The reference to Uriah Heep (not the rock group) in the title seemed appropriate. Uriah Heep was a character in Charles Dicken’s novel, “David Copperfield”. “He possessed the characteristics of grasping manipulation and insincerity with his main objective being greed.” In light of the recent FCC Net Neutrality decision and this current initiative to remove the Lifeline program, Uriah Heep seemed like a good comparison to today’s FCC.
The internet is a utility that should be made available to all Americans. I would think that keeping all of our children connected to education resources, or the elderly connected with healthcare providers would be something our country can and should do.
The FCC voted along party lines to move forward with its plan to dismantle the Lifeline program. This rollback would take away the affordable phone and internet access to poor people.

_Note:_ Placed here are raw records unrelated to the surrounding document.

PR #222, opened 2026-08-12
feat: add sampling controls for chat and serve commands (eai-7538)

r0x0r:
This pull request adds support for optional sampling controls (`--temperature`, `--top-p`, and `--max-tokens`) to both the `rocm serve` and `rocm chat` commands, allowing users to customize model generation behavior for supported engines and providers. The changes ensure these parameters are only forwarded when set, preserving provider defaults otherwise. Additionally, the Lemonade engine now correctly passes these controls to llama.cpp via command-line flags, and comprehensive tests have been added to verify the correct propagation of these options.

**Sampling Controls:**

* Added support for `--temperature`, `--top-p`, and `--max-tokens` flags in `rocm serve` and `rocm chat`, updating the documentation to describe their use and behavior for different engines and providers. [[1]](diffhunk://#diff-b335630551682c19a781afebcf4d07bf978fb1f8ac04c6bf87428ed5106870f5R279-R290) [[2]](diffhunk://#diff-b335630551682c19a781afebcf4d07bf978fb1f8ac04c6bf87428ed5106870f5R379-R385)
* Updated the `ChatRequest` struct to include optional `temperature` and `top_p` fields, and ensured these are forwarded in requests to OpenAI and Anthropic providers only when set. [[1]](diffhunk://#diff-d2a0afb86a448624bd23149a82ff95a1de4c3698fd5faaa6cf5ad0193b0ef743L38-R44) [[2]](diffhunk://#diff-d2a0afb86a448624bd23149a82ff95a1de4c3698fd5faaa6cf5ad0193b0ef743R990-R991) [[3]](diffhunk://#diff-d2a0afb86a448624bd23149a82ff95a1de4c3698fd5faaa6cf5ad0193b0ef743R1012-R1017) [[4]](diffhunk://#diff-d2a0afb86a448624bd23149a82ff95a1de4c3698fd5faaa6cf5ad0193b0ef743R1242-R1247)
* Added and updated tests to verify that `temperature` and `top_p` are only included in provider request bodies when explicitly set, preserving default behavior otherwise. [[1]](diffhunk://#diff-d2a0afb86a448624bd23149a82ff95a1de4c3698fd5faaa6cf5ad0193b0ef743R1765-R1766) [[2]](diffhunk://#diff-d2a0afb86a448624bd23149a82ff95a1de4c3698fd5faaa6cf5ad0193b0ef743R1901-R1902) [[3]](diffhunk://#diff-d2a0afb86a448624bd23149a82ff95a1de4c3698fd5faaa6cf5ad0193b0ef743R1916-R1950) [[4]](diffhunk://#diff-d2a0afb86a448624bd23149a82ff95a1de4c3698fd5faaa6cf5ad0193b0ef743R1960-R1961) [[5]](diffhunk://#diff-d2a0afb86a448624bd23149a82ff95a1de4c3698fd5faaa6cf5ad0193b0ef743R1979-R1980) [[6]](diffhunk://#diff-d2a0afb86a448624bd23149a82ff95a1de4c3698fd5faaa6cf5ad0193b0ef743R2045-R2046) [[7]](diffhunk://#diff-d2a0afb86a448624bd23149a82ff95a1de4c3698fd5faaa6cf5ad0193b0ef743R2179-R2180) [[8]](diffhunk://#diff-d2a0afb86a448624bd23149a82ff95a1de4c3698fd5faaa6cf5ad0193b0ef743R2412-R2413) [[9]](diffhunk://#diff-d2a0afb86a448624bd23149a82ff95a1de4c3698fd5faaa6cf5ad0193b0ef743R2486-R2487) [[10]](diffhunk://#diff-d2a0afb86a448624bd23149a82ff95a1de4c3698fd5faaa6cf5ad0193b0ef743R2589-R2590) [[11]](diffhunk://#diff-d2a0afb86a448624bd23149a82ff95a1de4c3698fd5faaa6cf5ad0193b0ef743R2678-R2679) [[12]](diffhunk://#diff-d2a0afb86a448624bd23149a82ff95a1de4c3698fd5faaa6cf5ad0193b0ef743R2753-R2754) [[13]](diffhunk://#diff-d2a0afb86a448624bd23149a82ff95a1de4c3698fd5faaa6cf5ad0193b0ef743R2856-R2857) [[14]](diffhunk://#diff-6c8990ed4fc72ae13ae54a8a56ece93f04f2700aa76a93f04a818840270d521dR203-R204)

**Lemonade Engine Integration:**

* Modified Lemonade engine startup to accept and forward recipe flags (including sampling controls) to llama.cpp via the `--llamacpp-args` parameter, and updated the relevant function signatures and invocations. [[1]](diffhunk://#diff-192c3a73c51c33f7d28450c95072fcf5beafa517d6550d8c46beb95b54e35994R610) [[2]](diffhunk://#diff-192c3a73c51c33f7d28450c95072fcf5beafa517d6550d8c46beb95b54e35994R853) [[3]](diffhunk://#diff-192c3a73c51c33f7d28450c95072fcf5beafa517d6550d8c46beb95b54e35994R2326-R2338) [[4]](diffhunk://#diff-192c3a73c51c33f7d28450c95072fcf5beafa517d6550d8c46beb95b54e35994R2423-R2425) [[5]](diffhunk://#diff-192c3a73c51c33f7d28450c95072fcf5beafa517d6550d8c46beb95b54e35994L2836-R2855) [[6]](diffhunk://#diff-192c3a73c51c33f7d28450c95072fcf5beafa517d6550d8c46beb95b54e35994L2847-R2872)
* Added tests to ensure Lemonade correctly forwards llama.cpp recipe flags, including sampling parameters. [[1]](diffhunk://#diff-192c3a73c51c33f7d28450c95072fcf5beafa517d6550d8c46beb95b54e35994L4353-R4378) [[2]](diffhunk://#diff-192c3a73c51c33f7d28450c95072fcf5beafa517d6550d8c46beb95b54e35994R4395-R4418)

### DIFF
--- a/apps/rocm/src/main.rs
+++ b/apps/rocm/src/main.rs
@@ -256,6 +256,15 @@ echo \"Summarize this\" | rocm chat --provider anthropic")]
         /// Prompt to send. If omitted, rocm-cli reads from standard input when possible.
         #[arg(long)]
         prompt: Option<String>,
+        /// Sampling temperature to send with the request (>= 0.0). Higher is more random.
+        #[arg(long, value_parser = parse_non_negative_temperature)]
+        temperature: Option<f32>,
+        /// Nucleus sampling probability to send with the request (0.0-1.0).
+        #[arg(long = "top-p", value_parser = parse_unit_interval)]
+        top_p: Option<f32>,
+        /// Maximum number of tokens to generate in the response.
+        #[arg(long = "max-tokens", value_parser = parse_positive_u32)]
+        max_tokens: Option<u32>,
         #[arg(
             long,
             help = "Allow an OpenAI-compatible provider to request ROCm tool calls."
@@ -388,6 +397,15 @@ rocm serve qwen2.5-7b-instruct --verbose --device gpu_required")]
         // (`--gpu-memory-utilization --verbose`), which then fails loudly on parse.
         #[arg(long, value_name = "FRACTION", allow_hyphen_values = true)]
         gpu_memory_utilization: Option<String>,
+        /// Default sampling temperature for generation (>= 0.0).
+        #[arg(long, value_parser = parse_non_negative_temperature)]
+        temperature: Option<f32>,
+        /// Default nucleus sampling probability for generation (0.0-1.0).
+        #[arg(long = "top-p", value_parser = parse_unit_interval)]
+        top_p: Option<f32>,
+        /// Default maximum number of tokens to generate per response.
+        #[arg(long = "max-tokens", value_parser = parse_positive_u32)]
+        max_tokens: Option<u32>,
         /// API key that clients must present to a public (non-loopback) endpoint.
         /// When binding a public interface and this is omitted, a strong key is
         /// generated automatically. Prefer the `ROCM_SERVE_API_KEY` environment
@@ -1679,6 +1697,9 @@ fn dispatch(cli: Cli) -> Result<()> {
             provider,
             model,
             prompt,
+            temperature,
+            top_p,
+            max_tokens,
             tools,
             chat_mock,
         }) => {
@@ -1706,7 +1727,12 @@ fn dispatch(cli: Cli) -> Result<()> {
                         provider.map_or("local", provider_name),
                         model.as_deref(),
                         &prompt,
-                        tools
+                        tools,
+                        ChatInferenceParams {
+                            temperature,
+                            top_p,
+                            max_tokens,
+                        },
                     )?
                 ),
                 None => print!(
@@ -1832,6 +1858,9 @@ fn dispatch(cli: Cli) -> Result<()> {
             allow_public_bind,
             tool_call_parser,
             gpu_memory_utilization,
+            temperature,
+            top_p,
+            max_tokens,
             api_key,
         }) => serve(ServeArgs {
             model,
@@ -1849,6 +1878,9 @@ fn dispatch(cli: Cli) -> Result<()> {
             allow_public_bind,
             tool_call_parser,
             gpu_memory_utilization,
+            temperature,
+            top_p,
+            max_tokens,
             api_key,
         }),
         Some(Command::Comfyui { command }) => comfyui(command),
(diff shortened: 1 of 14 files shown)


apps/rocm/src/main.rs
```diff
@@ -5179,9 +5372,20 @@ fn spawn_managed_engine_child(
...
     // Stale/dead services fall through and relaunch normally.
+    let requested_recipe_json = engine_recipe
+        .map(serde_json::to_string)
+        .transpose()
+        .context("failed to encode engine recipe hint")?;
     if let Some(existing) =
         existing_live_managed_service(paths, engine, &resolve.canonical_model_id)
     {
+        if existing.engine_recipe_json != requested_recipe_json {
+            bail!(
```
juhovainio, line 5413: This is a real (and reasonable) behavior change riding along with the sampling-controls feature: previously `existing_live_managed_service` reused any live service matching `(engine, canonical_model_id)` regardless of its recipe; now *any* mismatch in recipe hint, tool-call parser, or generation defaults hard-fails instead of reusing. It's well tested (`spawn_managed_engine_child_blocks_reuse_with_mismatched_recipe`), so no code change needed — just flagging that it's worth a line in the PR description/changelog so a user isn't surprised the first time a plain `rocm serve` (no flags) fails against a service they started earlier with `--temperature`.

apps/rocm/src/main.rs
```diff
@@ -4379,6 +4418,142 @@ fn engine_recipe_with_tool_call_override(
...
+    for flag in existing {
+        if take_value {
+            take_value = false;
+            if let Ok(serde_json::Value::Object(existing_config)) =
+                serde_json::from_str::<serde_json::Value>(&flag)
+            {
+                for (key, value) in existing_config {
+                    merged.insert(key, value);
+                }
+            }
```
juhovainio, line 4570: If an existing `--override-generation-config` value isn't valid JSON, it's silently discarded here — no error, no log. Since this can only happen against a recipe generated by our own code, the risk is low today, but a quiet log line would save someone real debugging time if that ever changes.

```suggestion
            } else {
                tracing::warn!(
                    "existing --override-generation-config value is not valid JSON; discarding it"
                );
            }
```

apps/rocm/src/therock.rs
```diff
@@ -3313,7 +3313,11 @@ fn slugify(value: &str) -> String {
 mod tests {
     use super::*;
 
-    static PYTHON_RESOLVER_TEST_ENV_LOCK: std::sync::Mutex<()> = std::sync::Mutex::new(());
+    // Serializes tests that replace process-global `PATH` (or other env vars) while
+    // they run. Because env is shared across all test threads, any test that spawns a
+    // bare-name binary (e.g. `tar`) via `PATH` lookup must also hold this lock, or it
+    // can fail with ENOENT while another test has temporarily narrowed `PATH`.
+    static PROCESS_ENV_TEST_LOCK: std::sync::Mutex<()> = std::sync::Mutex::new(());
```
juhovainio, line 3571: Heads up, this `PYTHON_RESOLVER_TEST_ENV_LOCK` → `PROCESS_ENV_TEST_LOCK` rename (and newly locking it in `extracting_the_sdk_archive_removes_it`) looks unrelated to the sampling-controls feature — probably a test-flakiness fix that got bundled in. Not wrong, just worth splitting into its own commit/PR next time so it stays independently bisectable.

apps/rocm/src/providers.rs
```diff
@@ -1746,6 +1762,8 @@ mod tests {
                     content: "hello".to_owned(),
                 }],
                 max_tokens: Some(1),
+                temperature: None,
+                top_p: None,
```
juhovainio: Nit: now that `ChatRequest` derives `Default`, these two lines (and the same pattern repeated across the other test literals touched in this file) could collapse to `..Default::default()` instead of spelling out `None` for both new fields. Only leaving one example as a suggestion rather than one per call site.

```suggestion
                ..Default::default()
```

juhovainio (commented):
Reviewed this against `gh pr diff 222` — solid feature work overall. The sampling-controls plumbing (CLI flags → serve engine recipes, chat requests, dashboard config) is consistent across all three surfaces, validation happens at the right boundaries, and it's thoroughly tested (flag parsing, rejection cases, JSON merge semantics, Lemonade flag rewriting, dashboard config round-trip, and all three chat agent constructors).

Nothing here blocks merge. I left four inline notes — two are small suggestions worth a look, two (the service-reuse behavior change and the bundled test-lock rename) are just context that doesn't need a code change but is worth knowing about. Looks safe to approve after CI and your own pass.

apps/rocm/src/main.rs
r0x0r: Good catch on the behavior change, and agreed it's intentional and reasonable here. Documented it explicitly in the README (80114f5): `rocm serve` now only reuses a running service when its recipe -- including the sampling-control defaults -- matches the current request, so a differing `--temperature`/`--top-p`/override-generation-config will start a new service instead of silently reusing a mismatched one.

apps/rocm/src/main.rs
r0x0r: Fair point -- added a warning log for this case in 80114f5 instead of discarding silently: when an existing `--override-generation-config` value fails to parse as JSON, we now print `warning: existing --override-generation-config value is not valid JSON; discarding it` before continuing with the merge.

apps/rocm/src/therock.rs
r0x0r: This rename/lock is already isolated in its own commit (423b095 "fix: resolve clippy lints and a flaky PATH-race test"), separate from the sampling-controls feature commits (64b400a, 68957b7) -- it was not bundled into the feature commit, just included in the same PR/branch. Happy to split it into a standalone PR if you'd prefer it land independently of the sampling-controls work.

apps/rocm/src/providers.rs
r0x0r: Agreed, and did this across the file in 80114f5: all the `temperature: None, top_p: None` pairs in these test literals (including the one you pointed at) now use `..Default::default()` instead.

juhovainio (approved):
Reviewed the diff (checked out the branch, ran `cargo check --workspace --all-targets` and `cargo clippy -p rocm -p rocm-dash-tui -p lemonade --all-targets -- -D warnings`, both clean, plus 16 targeted tests, all passing). Traced the trickier parts by hand too: the vLLM override-generation-config merge runs after the tool-call-parser/gpu-mem-util recipe overrides so it can't clobber them, the managed-service reuse guard bails before the already-running short-circuit, and the ChatGPT temperature/top_p exclusivity check is correctly scoped to the Responses API backend only (the regular chat-completions path allows both, which is correct there). No issues found.

This is a diff-only review, though, not a substitute for CI or a runtime check, so please make sure CI is green before merging.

This action will disproportionately impact people of color, seniors, veterans, and those with disabilities.
Once again the FCC has ignored bipartisan objections from the Senate and House leaders. The leaders have heard from concerned constituents that this plan will make it difficult for the poor to search for jobs, advance their education, meet their basic needs, and stay informed.
No matter how the FCC frames this, moving forward on this proposal is heartless. The Lifeline program provides a modest $9.25 monthly subsidy to most recipients so that millions of poor people can connect to communication services.
When Ajit Pai was confirmed as FCC chairman, he claimed that bridging the digital divide would be a top priority. Eliminating or gutting the Lifeline program will do the exact opposite. Everyone needs access to the vital communications services this country offers. If a family or senior or disabled person’s income is below a set threshold, these subsidies need to be in place to provide this vital service to all Americans.
If you don’t agree with the FCC’s plan to roll back Lifeline, you can tell the FCC to drop its plan and leave Lifeline alone.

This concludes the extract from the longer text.